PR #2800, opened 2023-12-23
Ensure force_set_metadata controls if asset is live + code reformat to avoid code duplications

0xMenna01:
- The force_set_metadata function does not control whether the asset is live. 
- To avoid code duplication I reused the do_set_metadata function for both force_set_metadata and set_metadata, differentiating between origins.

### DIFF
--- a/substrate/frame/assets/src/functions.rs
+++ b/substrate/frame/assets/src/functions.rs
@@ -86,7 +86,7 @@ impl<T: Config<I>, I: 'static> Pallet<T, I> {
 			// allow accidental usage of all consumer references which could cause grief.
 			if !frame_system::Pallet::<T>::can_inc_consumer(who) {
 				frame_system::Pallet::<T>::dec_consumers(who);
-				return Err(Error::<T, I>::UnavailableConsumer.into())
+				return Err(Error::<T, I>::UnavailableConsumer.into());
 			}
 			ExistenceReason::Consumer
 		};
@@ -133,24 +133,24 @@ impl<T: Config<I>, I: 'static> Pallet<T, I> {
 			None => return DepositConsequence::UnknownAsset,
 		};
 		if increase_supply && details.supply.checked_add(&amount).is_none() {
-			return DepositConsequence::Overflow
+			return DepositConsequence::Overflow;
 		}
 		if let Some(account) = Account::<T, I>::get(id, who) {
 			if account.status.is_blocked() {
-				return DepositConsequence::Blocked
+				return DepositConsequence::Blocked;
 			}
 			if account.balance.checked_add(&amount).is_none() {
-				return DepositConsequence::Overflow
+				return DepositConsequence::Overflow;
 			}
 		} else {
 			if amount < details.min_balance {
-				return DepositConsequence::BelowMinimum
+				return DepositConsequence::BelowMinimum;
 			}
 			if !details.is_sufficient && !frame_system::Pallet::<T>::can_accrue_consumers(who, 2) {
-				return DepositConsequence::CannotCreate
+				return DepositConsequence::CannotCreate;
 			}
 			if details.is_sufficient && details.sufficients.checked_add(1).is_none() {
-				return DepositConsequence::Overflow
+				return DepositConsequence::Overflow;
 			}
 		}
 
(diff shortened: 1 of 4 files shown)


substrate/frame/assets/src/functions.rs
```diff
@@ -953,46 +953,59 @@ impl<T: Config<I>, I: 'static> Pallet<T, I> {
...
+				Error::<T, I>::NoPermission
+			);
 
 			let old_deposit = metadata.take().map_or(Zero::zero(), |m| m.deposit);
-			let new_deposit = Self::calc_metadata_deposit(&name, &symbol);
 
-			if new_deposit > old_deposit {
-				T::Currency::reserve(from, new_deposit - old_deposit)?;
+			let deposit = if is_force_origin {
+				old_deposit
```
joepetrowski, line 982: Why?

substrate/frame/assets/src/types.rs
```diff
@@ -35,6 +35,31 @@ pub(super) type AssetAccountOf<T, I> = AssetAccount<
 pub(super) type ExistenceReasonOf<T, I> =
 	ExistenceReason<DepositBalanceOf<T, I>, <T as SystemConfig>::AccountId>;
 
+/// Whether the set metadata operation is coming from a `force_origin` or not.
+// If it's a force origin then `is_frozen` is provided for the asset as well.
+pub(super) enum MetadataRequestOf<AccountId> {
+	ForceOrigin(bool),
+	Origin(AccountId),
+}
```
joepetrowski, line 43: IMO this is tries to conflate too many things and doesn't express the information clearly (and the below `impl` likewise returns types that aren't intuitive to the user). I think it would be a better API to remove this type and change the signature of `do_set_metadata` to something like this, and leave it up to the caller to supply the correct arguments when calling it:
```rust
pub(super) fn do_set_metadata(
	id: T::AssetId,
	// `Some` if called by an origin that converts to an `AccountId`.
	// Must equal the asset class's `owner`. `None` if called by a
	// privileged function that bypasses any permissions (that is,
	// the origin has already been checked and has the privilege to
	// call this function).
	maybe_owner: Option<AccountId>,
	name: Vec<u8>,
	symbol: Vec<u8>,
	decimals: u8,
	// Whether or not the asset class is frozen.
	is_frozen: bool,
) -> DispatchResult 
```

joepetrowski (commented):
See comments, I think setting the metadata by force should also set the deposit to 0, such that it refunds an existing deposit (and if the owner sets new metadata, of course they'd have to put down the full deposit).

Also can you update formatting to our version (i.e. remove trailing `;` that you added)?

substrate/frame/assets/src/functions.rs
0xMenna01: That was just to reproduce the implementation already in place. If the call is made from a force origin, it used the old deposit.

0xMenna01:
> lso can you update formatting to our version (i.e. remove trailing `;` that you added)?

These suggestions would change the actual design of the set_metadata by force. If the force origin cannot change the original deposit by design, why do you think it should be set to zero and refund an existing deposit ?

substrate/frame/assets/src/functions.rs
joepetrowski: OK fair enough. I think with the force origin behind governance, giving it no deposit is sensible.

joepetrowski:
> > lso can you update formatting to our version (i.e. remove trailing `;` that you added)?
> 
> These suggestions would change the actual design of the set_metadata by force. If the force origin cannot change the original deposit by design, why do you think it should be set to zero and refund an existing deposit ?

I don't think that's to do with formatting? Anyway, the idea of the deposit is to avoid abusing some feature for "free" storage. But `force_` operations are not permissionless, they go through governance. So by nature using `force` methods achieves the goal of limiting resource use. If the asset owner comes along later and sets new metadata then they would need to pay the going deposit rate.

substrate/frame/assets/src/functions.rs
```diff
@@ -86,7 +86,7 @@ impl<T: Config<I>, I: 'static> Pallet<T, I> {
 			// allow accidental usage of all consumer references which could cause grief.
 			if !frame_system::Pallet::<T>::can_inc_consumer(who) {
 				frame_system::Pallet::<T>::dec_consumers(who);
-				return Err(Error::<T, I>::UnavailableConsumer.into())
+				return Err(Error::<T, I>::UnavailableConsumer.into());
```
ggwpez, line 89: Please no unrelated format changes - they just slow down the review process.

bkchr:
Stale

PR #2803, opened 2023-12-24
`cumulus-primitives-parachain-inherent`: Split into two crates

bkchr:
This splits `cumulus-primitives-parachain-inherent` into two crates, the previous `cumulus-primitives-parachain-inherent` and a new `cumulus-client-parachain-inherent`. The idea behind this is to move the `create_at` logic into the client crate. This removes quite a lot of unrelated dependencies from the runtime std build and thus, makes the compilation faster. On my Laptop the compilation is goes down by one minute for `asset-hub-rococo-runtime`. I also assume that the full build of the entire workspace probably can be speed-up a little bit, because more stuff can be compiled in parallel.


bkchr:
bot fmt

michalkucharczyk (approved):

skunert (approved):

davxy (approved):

■ **REQUIREMENT**: Write out the entries in full, exactly as given.

■ **EXERCISE SOLUTION**:
PR #2800, opened 2023-12-23
Ensure force_set_metadata controls if asset is live + code reformat to avoid code duplications

0xMenna01:
- The force_set_metadata function does not control whether the asset is live. 
- To avoid code duplication I reused the do_set_metadata function for both force_set_metadata and set_metadata, differentiating between origins.

### DIFF
--- a/substrate/frame/assets/src/functions.rs
+++ b/substrate/frame/assets/src/functions.rs
@@ -86,7 +86,7 @@ impl<T: Config<I>, I: 'static> Pallet<T, I> {
 			// allow accidental usage of all consumer references which could cause grief.
 			if !frame_system::Pallet::<T>::can_inc_consumer(who) {
 				frame_system::Pallet::<T>::dec_consumers(who);
-				return Err(Error::<T, I>::UnavailableConsumer.into())
+				return Err(Error::<T, I>::UnavailableConsumer.into());
 			}
 			ExistenceReason::Consumer
 		};
@@ -133,24 +133,24 @@ impl<T: Config<I>, I: 'static> Pallet<T, I> {
 			None => return DepositConsequence::UnknownAsset,
 		};
 		if increase_supply && details.supply.checked_add(&amount).is_none() {
-			return DepositConsequence::Overflow
+			return DepositConsequence::Overflow;
 		}
 		if let Some(account) = Account::<T, I>::get(id, who) {
 			if account.status.is_blocked() {
-				return DepositConsequence::Blocked
+				return DepositConsequence::Blocked;
 			}
 			if account.balance.checked_add(&amount).is_none() {
-				return DepositConsequence::Overflow
+				return DepositConsequence::Overflow;
 			}
 		} else {
 			if amount < details.min_balance {
-				return DepositConsequence::BelowMinimum
+				return DepositConsequence::BelowMinimum;
 			}
 			if !details.is_sufficient && !frame_system::Pallet::<T>::can_accrue_consumers(who, 2) {
-				return DepositConsequence::CannotCreate
+				return DepositConsequence::CannotCreate;
 			}
 			if details.is_sufficient && details.sufficients.checked_add(1).is_none() {
-				return DepositConsequence::Overflow
+				return DepositConsequence::Overflow;
 			}
 		}
 
(diff shortened: 1 of 4 files shown)


substrate/frame/assets/src/functions.rs
```diff
@@ -953,46 +953,59 @@ impl<T: Config<I>, I: 'static> Pallet<T, I> {
...
+				Error::<T, I>::NoPermission
+			);
 
 			let old_deposit = metadata.take().map_or(Zero::zero(), |m| m.deposit);
-			let new_deposit = Self::calc_metadata_deposit(&name, &symbol);
 
-			if new_deposit > old_deposit {
-				T::Currency::reserve(from, new_deposit - old_deposit)?;
+			let deposit = if is_force_origin {
+				old_deposit
```
joepetrowski, line 982: Why?

substrate/frame/assets/src/types.rs
```diff
@@ -35,6 +35,31 @@ pub(super) type AssetAccountOf<T, I> = AssetAccount<
 pub(super) type ExistenceReasonOf<T, I> =
 	ExistenceReason<DepositBalanceOf<T, I>, <T as SystemConfig>::AccountId>;
 
+/// Whether the set metadata operation is coming from a `force_origin` or not.
+// If it's a force origin then `is_frozen` is provided for the asset as well.
+pub(super) enum MetadataRequestOf<AccountId> {
+	ForceOrigin(bool),
+	Origin(AccountId),
+}
```
joepetrowski, line 43: IMO this is tries to conflate too many things and doesn't express the information clearly (and the below `impl` likewise returns types that aren't intuitive to the user). I think it would be a better API to remove this type and change the signature of `do_set_metadata` to something like this, and leave it up to the caller to supply the correct arguments when calling it:
```rust
pub(super) fn do_set_metadata(
	id: T::AssetId,
	// `Some` if called by an origin that converts to an `AccountId`.
	// Must equal the asset class's `owner`. `None` if called by a
	// privileged function that bypasses any permissions (that is,
	// the origin has already been checked and has the privilege to
	// call this function).
	maybe_owner: Option<AccountId>,
	name: Vec<u8>,
	symbol: Vec<u8>,
	decimals: u8,
	// Whether or not the asset class is frozen.
	is_frozen: bool,
) -> DispatchResult 
```

joepetrowski (commented):
See comments, I think setting the metadata by force should also set the deposit to 0, such that it refunds an existing deposit (and if the owner sets new metadata, of course they'd have to put down the full deposit).

Also can you update formatting to our version (i.e. remove trailing `;` that you added)?

substrate/frame/assets/src/functions.rs
0xMenna01: That was just to reproduce the implementation already in place. If the call is made from a force origin, it used the old deposit.

0xMenna01:
> lso can you update formatting to our version (i.e. remove trailing `;` that you added)?

These suggestions would change the actual design of the set_metadata by force. If the force origin cannot change the original deposit by design, why do you think it should be set to zero and refund an existing deposit ?

substrate/frame/assets/src/functions.rs
joepetrowski: OK fair enough. I think with the force origin behind governance, giving it no deposit is sensible.

joepetrowski:
> > lso can you update formatting to our version (i.e. remove trailing `;` that you added)?
> 
> These suggestions would change the actual design of the set_metadata by force. If the force origin cannot change the original deposit by design, why do you think it should be set to zero and refund an existing deposit ?

I don't think that's to do with formatting? Anyway, the idea of the deposit is to avoid abusing some feature for "free" storage. But `force_` operations are not permissionless, they go through governance. So by nature using `force` methods achieves the goal of limiting resource use. If the asset owner comes along later and sets new metadata then they would need to pay the going deposit rate.

substrate/frame/assets/src/functions.rs
```diff
@@ -86,7 +86,7 @@ impl<T: Config<I>, I: 'static> Pallet<T, I> {
 			// allow accidental usage of all consumer references which could cause grief.
 			if !frame_system::Pallet::<T>::can_inc_consumer(who) {
 				frame_system::Pallet::<T>::dec_consumers(who);
-				return Err(Error::<T, I>::UnavailableConsumer.into())
+				return Err(Error::<T, I>::UnavailableConsumer.into());
```
ggwpez, line 89: Please no unrelated format changes - they just slow down the review process.

bkchr:
Stale

PR #2803, opened 2023-12-24
`cumulus-primitives-parachain-inherent`: Split into two crates

bkchr:
This splits `cumulus-primitives-parachain-inherent` into two crates, the previous `cumulus-primitives-parachain-inherent` and a new `cumulus-client-parachain-inherent`. The idea behind this is to move the `create_at` logic into the client crate. This removes quite a lot of unrelated dependencies from the runtime std build and thus, makes the compilation faster. On my Laptop the compilation is goes down by one minute for `asset-hub-rococo-runtime`. I also assume that the full build of the entire workspace probably can be speed-up a little bit, because more stuff can be compiled in parallel.


bkchr:
bot fmt

michalkucharczyk (approved):

skunert (approved):

davxy (approved):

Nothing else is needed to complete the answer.